Work order:
Retype, exactly as they appear below, the lines between the line holding "- CUDA toolkit: 12.0" and the line holding "- Prompt: same 16K NIAH qtail prompt", both ends included.

Dataset records:

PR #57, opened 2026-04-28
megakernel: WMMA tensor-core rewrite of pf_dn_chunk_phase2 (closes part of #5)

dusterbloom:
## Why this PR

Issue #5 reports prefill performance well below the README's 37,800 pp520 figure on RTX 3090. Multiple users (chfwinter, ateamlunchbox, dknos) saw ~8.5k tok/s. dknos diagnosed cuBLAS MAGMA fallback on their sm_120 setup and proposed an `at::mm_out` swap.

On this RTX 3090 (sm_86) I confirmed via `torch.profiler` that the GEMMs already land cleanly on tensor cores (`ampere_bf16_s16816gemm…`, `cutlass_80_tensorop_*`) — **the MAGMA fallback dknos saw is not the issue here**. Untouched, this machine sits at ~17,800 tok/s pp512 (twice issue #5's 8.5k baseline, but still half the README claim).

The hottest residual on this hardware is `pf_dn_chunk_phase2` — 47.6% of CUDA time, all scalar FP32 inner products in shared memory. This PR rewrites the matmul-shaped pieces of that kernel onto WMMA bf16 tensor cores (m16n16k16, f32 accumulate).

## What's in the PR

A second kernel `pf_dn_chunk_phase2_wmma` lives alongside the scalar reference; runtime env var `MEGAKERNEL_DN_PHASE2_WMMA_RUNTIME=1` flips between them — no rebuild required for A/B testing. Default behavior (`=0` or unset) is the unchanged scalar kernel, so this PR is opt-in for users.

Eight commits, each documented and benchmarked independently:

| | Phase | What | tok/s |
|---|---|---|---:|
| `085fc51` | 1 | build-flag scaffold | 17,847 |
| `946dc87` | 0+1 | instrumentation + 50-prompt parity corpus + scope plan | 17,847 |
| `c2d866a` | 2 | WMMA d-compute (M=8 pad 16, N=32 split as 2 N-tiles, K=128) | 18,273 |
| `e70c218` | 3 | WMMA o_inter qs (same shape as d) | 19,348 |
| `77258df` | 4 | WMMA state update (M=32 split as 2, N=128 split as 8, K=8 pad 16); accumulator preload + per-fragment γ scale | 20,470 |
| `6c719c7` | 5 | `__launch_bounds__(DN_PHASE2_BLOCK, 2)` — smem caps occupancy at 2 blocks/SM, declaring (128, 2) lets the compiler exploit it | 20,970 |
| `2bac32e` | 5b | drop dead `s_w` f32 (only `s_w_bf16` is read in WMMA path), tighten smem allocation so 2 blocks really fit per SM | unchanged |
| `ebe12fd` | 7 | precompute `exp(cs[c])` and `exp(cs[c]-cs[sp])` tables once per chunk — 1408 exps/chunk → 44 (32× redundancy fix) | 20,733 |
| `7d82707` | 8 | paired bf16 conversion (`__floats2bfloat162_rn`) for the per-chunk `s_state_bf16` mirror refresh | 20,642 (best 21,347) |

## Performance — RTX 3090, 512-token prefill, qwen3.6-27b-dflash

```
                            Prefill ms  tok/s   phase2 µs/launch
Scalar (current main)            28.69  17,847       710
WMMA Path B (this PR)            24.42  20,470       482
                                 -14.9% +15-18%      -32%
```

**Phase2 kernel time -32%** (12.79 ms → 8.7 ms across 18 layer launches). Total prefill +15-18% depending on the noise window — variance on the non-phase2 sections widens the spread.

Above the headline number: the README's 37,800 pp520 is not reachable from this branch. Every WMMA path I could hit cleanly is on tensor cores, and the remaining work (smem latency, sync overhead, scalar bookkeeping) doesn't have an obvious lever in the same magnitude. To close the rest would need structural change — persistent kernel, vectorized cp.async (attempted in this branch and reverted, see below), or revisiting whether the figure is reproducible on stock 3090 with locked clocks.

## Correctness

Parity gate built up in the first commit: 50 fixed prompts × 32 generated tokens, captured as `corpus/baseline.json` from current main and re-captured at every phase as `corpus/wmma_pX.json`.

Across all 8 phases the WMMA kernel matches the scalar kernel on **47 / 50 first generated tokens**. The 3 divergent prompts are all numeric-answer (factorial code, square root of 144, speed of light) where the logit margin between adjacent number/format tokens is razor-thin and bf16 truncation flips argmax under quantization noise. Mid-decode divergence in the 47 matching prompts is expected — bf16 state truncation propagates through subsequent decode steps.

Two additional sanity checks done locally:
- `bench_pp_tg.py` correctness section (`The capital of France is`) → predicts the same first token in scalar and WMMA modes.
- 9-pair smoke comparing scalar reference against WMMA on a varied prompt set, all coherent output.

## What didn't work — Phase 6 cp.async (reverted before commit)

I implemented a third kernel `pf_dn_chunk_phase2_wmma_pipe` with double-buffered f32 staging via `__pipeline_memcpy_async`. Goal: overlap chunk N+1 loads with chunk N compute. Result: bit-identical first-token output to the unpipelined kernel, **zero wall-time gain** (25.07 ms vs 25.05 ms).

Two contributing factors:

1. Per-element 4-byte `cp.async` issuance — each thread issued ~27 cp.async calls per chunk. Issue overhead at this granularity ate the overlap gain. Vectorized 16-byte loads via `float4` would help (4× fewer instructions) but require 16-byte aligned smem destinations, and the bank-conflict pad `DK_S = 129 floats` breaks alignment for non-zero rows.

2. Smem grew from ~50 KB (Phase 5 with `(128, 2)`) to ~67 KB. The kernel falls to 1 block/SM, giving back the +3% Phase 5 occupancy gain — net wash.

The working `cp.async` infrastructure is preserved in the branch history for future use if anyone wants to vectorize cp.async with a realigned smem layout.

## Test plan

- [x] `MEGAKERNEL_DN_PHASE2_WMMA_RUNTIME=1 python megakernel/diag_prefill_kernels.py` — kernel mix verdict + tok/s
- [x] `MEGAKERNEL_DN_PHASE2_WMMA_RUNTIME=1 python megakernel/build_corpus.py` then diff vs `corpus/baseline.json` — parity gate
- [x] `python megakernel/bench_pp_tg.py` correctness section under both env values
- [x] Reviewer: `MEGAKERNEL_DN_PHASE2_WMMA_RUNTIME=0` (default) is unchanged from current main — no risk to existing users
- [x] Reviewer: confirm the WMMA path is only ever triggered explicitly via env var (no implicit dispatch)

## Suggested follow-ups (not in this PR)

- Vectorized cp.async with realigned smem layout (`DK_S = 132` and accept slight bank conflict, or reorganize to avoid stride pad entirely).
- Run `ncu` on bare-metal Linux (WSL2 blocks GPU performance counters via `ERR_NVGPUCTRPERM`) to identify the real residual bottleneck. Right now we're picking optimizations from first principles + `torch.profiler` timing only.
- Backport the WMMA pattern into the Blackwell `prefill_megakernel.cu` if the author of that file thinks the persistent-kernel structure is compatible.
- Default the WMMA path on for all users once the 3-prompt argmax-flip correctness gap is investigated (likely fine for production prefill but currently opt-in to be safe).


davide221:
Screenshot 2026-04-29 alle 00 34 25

...

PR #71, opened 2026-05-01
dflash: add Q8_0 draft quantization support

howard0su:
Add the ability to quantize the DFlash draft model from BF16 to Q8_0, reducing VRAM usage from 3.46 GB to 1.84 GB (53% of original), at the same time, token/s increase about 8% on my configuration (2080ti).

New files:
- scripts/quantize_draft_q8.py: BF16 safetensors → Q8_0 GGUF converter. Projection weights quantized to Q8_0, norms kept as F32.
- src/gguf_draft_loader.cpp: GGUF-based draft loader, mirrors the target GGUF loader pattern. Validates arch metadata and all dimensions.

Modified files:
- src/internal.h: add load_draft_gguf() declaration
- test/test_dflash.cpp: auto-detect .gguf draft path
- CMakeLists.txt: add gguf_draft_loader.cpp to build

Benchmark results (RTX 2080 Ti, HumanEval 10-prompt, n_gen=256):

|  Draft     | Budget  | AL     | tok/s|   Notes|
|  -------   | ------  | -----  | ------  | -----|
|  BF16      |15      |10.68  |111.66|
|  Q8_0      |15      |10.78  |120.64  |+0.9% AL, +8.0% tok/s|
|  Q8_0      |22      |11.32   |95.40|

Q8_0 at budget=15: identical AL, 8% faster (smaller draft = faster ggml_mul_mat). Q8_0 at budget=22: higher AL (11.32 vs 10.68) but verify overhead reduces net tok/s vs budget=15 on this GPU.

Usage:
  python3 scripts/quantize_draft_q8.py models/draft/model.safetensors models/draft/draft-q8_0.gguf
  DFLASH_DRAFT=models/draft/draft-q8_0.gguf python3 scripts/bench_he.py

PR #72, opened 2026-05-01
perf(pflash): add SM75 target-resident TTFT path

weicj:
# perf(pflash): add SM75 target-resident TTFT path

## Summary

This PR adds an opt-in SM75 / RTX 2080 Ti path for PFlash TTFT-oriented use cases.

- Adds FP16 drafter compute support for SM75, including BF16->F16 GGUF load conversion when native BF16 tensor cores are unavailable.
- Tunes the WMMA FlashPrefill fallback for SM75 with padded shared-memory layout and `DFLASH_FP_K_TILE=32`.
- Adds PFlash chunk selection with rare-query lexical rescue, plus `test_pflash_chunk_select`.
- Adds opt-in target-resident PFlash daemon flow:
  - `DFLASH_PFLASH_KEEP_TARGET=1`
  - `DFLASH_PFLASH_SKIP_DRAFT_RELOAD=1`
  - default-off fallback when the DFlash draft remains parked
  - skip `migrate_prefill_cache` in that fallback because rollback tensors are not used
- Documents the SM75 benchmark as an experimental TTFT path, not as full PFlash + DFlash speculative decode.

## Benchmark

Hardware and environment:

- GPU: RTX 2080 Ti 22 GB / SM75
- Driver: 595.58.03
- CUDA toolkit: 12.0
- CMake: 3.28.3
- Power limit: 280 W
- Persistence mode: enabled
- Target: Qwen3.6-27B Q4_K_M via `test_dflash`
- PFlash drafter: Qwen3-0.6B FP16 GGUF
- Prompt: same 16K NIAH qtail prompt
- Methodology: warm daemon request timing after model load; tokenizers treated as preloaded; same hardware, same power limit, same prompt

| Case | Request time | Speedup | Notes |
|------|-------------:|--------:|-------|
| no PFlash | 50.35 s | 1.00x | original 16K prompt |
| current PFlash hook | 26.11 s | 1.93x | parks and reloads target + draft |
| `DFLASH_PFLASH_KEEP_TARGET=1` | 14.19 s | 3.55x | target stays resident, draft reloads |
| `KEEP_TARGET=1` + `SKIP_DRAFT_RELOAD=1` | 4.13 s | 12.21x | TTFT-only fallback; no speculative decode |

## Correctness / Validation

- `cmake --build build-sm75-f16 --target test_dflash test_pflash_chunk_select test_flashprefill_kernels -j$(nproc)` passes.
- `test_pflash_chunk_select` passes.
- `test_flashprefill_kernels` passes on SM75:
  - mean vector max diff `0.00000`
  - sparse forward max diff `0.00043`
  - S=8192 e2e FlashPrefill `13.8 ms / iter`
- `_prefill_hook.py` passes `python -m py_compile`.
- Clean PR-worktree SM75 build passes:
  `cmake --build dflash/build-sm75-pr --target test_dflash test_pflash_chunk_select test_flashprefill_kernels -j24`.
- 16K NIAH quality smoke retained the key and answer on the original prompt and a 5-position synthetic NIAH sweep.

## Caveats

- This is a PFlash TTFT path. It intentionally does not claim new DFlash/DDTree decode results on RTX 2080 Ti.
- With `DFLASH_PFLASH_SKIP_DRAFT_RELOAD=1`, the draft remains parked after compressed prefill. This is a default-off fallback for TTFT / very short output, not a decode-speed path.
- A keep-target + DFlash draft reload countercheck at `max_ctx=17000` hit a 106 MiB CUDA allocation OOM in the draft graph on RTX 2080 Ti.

Answer to this exercise:
- CUDA toolkit: 12.0
- CMake: 3.28.3
- Power limit: 280 W
- Persistence mode: enabled
- Target: Qwen3.6-27B Q4_K_M via `test_dflash`
- PFlash drafter: Qwen3-0.6B FP16 GGUF
- Prompt: same 16K NIAH qtail prompt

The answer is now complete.